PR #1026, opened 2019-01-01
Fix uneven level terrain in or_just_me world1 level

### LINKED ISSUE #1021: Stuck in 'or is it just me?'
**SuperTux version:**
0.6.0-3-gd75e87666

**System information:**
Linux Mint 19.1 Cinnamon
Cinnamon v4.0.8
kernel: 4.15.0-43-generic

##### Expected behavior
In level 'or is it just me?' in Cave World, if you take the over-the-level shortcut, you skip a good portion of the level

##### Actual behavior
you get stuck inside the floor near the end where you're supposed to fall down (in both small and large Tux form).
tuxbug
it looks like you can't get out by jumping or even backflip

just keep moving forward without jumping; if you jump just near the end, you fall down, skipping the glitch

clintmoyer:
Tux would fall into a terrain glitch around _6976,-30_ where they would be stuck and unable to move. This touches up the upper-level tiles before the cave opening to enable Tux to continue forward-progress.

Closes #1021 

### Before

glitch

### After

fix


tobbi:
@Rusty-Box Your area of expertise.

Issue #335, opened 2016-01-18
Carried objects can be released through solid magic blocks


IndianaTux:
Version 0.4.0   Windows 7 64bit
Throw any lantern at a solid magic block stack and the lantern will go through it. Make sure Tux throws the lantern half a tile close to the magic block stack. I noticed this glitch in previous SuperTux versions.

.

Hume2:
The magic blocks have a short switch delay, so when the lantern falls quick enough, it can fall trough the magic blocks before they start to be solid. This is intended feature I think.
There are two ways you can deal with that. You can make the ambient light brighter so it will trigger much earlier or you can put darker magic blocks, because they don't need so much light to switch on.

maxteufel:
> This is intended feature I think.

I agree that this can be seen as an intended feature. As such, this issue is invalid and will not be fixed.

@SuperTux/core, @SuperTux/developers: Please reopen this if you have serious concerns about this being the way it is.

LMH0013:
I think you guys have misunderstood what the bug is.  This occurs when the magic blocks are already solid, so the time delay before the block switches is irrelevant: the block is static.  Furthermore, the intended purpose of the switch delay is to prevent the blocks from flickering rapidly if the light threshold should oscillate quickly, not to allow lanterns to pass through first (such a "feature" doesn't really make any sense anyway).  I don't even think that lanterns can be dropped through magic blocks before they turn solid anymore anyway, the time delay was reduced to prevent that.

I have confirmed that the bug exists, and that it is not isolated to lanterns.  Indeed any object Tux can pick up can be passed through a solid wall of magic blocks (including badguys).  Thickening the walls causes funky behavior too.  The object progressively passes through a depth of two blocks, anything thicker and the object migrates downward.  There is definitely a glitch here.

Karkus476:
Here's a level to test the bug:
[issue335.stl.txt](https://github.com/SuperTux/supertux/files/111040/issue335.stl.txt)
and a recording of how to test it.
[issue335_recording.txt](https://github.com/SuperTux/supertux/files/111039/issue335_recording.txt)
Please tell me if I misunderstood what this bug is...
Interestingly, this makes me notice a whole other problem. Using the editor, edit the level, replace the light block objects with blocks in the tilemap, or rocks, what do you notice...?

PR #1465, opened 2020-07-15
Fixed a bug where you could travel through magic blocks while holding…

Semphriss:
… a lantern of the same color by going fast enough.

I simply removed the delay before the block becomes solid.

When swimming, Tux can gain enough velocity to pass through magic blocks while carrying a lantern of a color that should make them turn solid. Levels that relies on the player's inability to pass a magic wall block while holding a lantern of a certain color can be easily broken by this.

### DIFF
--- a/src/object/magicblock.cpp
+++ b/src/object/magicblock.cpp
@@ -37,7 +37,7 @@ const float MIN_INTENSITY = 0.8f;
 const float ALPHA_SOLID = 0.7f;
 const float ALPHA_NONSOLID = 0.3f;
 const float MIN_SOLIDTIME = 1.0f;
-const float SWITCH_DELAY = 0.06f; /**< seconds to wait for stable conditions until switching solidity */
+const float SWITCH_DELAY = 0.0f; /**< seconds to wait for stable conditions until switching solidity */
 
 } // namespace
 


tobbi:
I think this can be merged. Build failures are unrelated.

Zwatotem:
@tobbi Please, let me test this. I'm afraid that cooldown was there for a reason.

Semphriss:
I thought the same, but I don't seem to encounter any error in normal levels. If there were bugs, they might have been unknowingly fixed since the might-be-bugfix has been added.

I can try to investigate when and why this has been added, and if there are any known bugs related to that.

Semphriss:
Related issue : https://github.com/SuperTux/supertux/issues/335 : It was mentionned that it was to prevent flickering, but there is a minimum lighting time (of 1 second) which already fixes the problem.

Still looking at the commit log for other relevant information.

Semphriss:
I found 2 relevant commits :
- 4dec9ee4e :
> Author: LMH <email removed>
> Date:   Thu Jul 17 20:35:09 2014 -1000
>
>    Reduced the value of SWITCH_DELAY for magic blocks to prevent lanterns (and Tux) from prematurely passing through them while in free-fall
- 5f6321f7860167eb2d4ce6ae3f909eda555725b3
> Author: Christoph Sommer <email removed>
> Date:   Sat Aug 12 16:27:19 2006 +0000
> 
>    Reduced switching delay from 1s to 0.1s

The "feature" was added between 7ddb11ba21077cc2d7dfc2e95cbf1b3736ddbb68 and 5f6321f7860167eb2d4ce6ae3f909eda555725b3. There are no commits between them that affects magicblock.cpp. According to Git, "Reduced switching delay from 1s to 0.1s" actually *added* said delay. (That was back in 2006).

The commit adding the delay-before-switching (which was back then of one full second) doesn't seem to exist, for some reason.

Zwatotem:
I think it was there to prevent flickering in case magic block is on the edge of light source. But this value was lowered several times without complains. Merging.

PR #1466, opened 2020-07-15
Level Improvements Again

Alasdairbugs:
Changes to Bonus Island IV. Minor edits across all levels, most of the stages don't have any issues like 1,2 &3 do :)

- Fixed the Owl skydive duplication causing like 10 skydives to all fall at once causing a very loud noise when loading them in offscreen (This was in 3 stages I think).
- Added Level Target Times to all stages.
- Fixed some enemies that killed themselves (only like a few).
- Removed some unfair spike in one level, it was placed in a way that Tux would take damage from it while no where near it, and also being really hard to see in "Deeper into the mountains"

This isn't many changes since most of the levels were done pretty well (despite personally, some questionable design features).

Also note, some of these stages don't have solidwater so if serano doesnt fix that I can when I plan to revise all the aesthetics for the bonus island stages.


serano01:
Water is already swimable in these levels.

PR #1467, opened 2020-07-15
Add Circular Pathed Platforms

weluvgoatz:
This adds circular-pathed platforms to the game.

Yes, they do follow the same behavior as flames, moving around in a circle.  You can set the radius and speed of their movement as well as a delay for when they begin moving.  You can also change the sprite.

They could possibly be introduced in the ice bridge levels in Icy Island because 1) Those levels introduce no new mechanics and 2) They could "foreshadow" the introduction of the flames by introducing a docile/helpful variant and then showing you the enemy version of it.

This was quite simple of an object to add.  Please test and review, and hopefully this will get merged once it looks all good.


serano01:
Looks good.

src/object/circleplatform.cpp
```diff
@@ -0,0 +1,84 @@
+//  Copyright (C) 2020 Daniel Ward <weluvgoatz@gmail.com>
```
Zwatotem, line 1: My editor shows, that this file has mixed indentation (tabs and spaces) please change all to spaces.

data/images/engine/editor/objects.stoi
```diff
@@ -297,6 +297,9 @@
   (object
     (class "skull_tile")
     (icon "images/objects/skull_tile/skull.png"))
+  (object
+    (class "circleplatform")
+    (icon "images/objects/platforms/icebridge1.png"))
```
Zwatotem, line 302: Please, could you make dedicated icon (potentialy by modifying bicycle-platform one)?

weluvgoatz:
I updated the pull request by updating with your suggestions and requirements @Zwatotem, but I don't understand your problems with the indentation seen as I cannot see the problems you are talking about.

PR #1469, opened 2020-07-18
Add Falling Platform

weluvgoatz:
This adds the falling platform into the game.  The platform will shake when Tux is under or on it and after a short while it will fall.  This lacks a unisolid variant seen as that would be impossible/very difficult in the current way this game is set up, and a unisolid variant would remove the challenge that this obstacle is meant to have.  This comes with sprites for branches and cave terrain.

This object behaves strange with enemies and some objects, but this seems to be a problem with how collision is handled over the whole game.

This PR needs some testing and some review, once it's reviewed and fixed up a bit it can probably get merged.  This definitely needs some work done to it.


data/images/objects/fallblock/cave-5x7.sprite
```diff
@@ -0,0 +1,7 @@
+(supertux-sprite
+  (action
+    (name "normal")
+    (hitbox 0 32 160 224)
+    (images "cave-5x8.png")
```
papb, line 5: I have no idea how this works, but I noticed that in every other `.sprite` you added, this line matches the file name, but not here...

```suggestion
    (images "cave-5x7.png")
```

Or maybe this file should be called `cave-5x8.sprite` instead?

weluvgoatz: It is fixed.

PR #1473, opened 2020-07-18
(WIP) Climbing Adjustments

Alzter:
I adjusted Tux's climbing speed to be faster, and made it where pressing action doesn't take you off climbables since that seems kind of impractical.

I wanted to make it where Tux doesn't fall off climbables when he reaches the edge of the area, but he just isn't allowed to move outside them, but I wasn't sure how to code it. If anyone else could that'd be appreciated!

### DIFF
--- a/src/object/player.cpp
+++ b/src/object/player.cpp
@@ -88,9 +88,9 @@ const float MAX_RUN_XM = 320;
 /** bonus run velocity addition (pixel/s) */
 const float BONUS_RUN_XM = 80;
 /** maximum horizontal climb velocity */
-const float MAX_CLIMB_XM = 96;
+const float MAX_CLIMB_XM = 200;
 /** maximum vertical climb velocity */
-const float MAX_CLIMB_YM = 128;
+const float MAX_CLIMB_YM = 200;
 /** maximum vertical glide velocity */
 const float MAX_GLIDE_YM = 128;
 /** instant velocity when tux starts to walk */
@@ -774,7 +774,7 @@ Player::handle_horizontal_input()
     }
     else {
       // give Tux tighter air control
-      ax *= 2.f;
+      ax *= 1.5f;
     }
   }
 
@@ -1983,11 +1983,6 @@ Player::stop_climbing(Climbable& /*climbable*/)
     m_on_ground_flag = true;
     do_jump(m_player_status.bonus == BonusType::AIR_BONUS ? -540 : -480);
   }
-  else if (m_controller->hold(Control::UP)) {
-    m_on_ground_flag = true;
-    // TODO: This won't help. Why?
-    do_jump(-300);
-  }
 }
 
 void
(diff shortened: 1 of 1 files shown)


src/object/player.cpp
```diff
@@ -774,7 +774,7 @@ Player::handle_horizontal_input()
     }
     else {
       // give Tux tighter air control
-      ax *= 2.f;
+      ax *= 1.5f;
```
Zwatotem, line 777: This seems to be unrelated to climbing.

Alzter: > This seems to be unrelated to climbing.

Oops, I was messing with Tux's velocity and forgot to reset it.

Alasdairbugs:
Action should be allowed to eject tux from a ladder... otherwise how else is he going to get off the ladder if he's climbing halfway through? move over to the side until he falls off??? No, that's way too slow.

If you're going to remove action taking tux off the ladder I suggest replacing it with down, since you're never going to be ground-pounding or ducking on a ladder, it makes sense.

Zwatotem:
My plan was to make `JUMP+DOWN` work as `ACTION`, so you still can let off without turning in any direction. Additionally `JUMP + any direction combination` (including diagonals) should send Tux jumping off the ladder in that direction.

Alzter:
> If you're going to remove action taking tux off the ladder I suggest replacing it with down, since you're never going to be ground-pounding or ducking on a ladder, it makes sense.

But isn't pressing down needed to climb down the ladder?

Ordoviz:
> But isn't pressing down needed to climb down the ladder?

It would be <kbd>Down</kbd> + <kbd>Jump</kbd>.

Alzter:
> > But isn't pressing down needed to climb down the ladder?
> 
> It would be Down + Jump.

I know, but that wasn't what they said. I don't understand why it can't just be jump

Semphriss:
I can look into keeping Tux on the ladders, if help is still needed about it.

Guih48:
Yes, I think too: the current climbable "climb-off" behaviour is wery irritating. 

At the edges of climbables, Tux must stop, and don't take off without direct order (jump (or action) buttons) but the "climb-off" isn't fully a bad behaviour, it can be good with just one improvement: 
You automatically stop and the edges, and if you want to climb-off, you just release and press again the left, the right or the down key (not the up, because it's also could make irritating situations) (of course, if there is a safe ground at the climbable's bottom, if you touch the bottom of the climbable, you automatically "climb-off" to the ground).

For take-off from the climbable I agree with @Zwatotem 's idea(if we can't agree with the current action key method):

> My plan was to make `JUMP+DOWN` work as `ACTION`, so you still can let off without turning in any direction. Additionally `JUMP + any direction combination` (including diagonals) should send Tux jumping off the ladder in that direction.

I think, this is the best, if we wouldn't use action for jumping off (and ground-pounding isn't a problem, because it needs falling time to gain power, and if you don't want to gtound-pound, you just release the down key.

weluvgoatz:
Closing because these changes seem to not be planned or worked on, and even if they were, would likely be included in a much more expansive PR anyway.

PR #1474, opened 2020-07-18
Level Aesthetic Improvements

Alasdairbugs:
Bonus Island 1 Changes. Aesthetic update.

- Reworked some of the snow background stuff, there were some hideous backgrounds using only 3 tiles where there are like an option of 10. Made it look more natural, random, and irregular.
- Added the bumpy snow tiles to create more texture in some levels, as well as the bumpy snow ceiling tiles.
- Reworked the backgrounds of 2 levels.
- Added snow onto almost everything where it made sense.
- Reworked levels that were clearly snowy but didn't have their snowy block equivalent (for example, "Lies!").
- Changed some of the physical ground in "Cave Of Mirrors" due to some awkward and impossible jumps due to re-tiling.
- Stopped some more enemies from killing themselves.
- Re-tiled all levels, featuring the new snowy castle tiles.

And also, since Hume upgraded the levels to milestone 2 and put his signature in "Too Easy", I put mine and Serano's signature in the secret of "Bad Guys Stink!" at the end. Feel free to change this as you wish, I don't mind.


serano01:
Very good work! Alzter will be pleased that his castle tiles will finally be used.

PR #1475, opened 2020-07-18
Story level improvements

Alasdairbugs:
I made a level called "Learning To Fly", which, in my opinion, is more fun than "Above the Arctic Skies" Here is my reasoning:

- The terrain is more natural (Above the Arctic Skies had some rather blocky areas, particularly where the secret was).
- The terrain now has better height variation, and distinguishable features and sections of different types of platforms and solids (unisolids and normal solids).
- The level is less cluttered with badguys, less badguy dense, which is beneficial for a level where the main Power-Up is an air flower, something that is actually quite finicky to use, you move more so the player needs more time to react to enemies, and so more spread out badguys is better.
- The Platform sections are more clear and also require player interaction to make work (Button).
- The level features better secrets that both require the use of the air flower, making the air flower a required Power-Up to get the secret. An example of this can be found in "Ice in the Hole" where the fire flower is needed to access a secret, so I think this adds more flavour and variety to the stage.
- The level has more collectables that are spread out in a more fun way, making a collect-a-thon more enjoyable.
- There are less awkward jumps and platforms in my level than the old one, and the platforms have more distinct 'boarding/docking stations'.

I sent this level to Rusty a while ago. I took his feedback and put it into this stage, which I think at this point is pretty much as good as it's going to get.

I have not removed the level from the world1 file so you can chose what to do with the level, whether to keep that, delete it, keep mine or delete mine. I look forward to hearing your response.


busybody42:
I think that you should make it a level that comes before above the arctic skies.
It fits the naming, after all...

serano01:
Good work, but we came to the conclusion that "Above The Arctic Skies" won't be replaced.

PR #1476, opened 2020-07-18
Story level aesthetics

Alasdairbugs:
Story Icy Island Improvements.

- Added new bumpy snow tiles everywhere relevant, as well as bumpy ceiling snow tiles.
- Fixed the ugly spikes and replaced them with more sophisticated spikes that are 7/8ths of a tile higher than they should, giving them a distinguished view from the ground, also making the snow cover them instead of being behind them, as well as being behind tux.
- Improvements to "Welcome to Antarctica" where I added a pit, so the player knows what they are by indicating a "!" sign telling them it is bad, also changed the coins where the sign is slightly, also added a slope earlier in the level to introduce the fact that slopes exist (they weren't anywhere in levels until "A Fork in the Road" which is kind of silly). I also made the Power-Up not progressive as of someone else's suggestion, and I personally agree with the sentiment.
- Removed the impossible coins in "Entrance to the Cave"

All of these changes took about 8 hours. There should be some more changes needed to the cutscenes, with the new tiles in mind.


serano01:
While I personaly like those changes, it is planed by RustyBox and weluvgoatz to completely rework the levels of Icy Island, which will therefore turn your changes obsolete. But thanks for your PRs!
_ _ _
◆ To do:
Starting from the data above, filter for lines with "unrelated" and copy each one.

◆ The answer:
I think this can be merged. Build failures are unrelated.
Zwatotem, line 777: This seems to be unrelated to climbing.
Alzter: > This seems to be unrelated to climbing.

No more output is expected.